• What you are asked to do: Copy every line of the data that contains the string "allowance".

• Material provided:
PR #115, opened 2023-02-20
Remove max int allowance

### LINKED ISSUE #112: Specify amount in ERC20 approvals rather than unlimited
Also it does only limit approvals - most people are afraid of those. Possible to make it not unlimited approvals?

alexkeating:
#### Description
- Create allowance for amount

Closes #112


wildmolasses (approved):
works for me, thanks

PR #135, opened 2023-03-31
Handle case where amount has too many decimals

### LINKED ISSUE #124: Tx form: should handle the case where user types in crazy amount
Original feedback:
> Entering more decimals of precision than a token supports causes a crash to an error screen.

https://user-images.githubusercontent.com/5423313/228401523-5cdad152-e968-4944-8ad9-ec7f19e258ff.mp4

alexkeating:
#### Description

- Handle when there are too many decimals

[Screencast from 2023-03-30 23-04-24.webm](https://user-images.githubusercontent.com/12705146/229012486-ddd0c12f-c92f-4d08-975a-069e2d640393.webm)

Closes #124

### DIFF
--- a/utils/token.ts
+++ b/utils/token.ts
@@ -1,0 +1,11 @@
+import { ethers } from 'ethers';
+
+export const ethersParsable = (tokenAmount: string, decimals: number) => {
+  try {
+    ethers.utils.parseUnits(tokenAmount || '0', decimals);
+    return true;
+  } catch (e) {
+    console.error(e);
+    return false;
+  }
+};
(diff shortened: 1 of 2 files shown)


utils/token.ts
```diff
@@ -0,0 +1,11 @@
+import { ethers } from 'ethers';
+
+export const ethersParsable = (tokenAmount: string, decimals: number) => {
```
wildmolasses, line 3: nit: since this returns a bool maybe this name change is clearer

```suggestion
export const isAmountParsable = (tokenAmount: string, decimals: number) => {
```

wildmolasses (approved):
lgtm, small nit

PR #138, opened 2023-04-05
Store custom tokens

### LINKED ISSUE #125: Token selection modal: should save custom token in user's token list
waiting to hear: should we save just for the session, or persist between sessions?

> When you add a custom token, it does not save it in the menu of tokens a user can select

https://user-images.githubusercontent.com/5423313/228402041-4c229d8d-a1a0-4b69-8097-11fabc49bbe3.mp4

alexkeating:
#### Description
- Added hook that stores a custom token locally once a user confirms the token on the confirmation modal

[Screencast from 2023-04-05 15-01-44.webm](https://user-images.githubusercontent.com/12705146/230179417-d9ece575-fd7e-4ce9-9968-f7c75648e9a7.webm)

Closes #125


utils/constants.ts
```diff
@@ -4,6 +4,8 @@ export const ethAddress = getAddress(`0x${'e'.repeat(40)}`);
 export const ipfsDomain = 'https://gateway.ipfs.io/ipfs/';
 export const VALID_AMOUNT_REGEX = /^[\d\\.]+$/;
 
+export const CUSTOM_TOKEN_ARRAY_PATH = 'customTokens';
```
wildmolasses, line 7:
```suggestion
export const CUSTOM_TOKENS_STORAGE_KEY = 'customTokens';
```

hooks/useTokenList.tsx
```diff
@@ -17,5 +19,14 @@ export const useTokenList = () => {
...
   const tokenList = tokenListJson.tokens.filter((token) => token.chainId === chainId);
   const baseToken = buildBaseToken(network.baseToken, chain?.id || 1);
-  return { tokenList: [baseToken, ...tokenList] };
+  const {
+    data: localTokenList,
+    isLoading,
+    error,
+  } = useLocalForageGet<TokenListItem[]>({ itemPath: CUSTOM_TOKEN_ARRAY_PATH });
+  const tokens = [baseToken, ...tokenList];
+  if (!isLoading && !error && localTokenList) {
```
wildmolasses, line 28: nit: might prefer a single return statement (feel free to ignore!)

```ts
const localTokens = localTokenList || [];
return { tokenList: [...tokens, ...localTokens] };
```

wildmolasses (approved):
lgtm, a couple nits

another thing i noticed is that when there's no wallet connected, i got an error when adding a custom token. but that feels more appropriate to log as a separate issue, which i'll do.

• Exercise response:
Remove max int allowance
- Create allowance for amount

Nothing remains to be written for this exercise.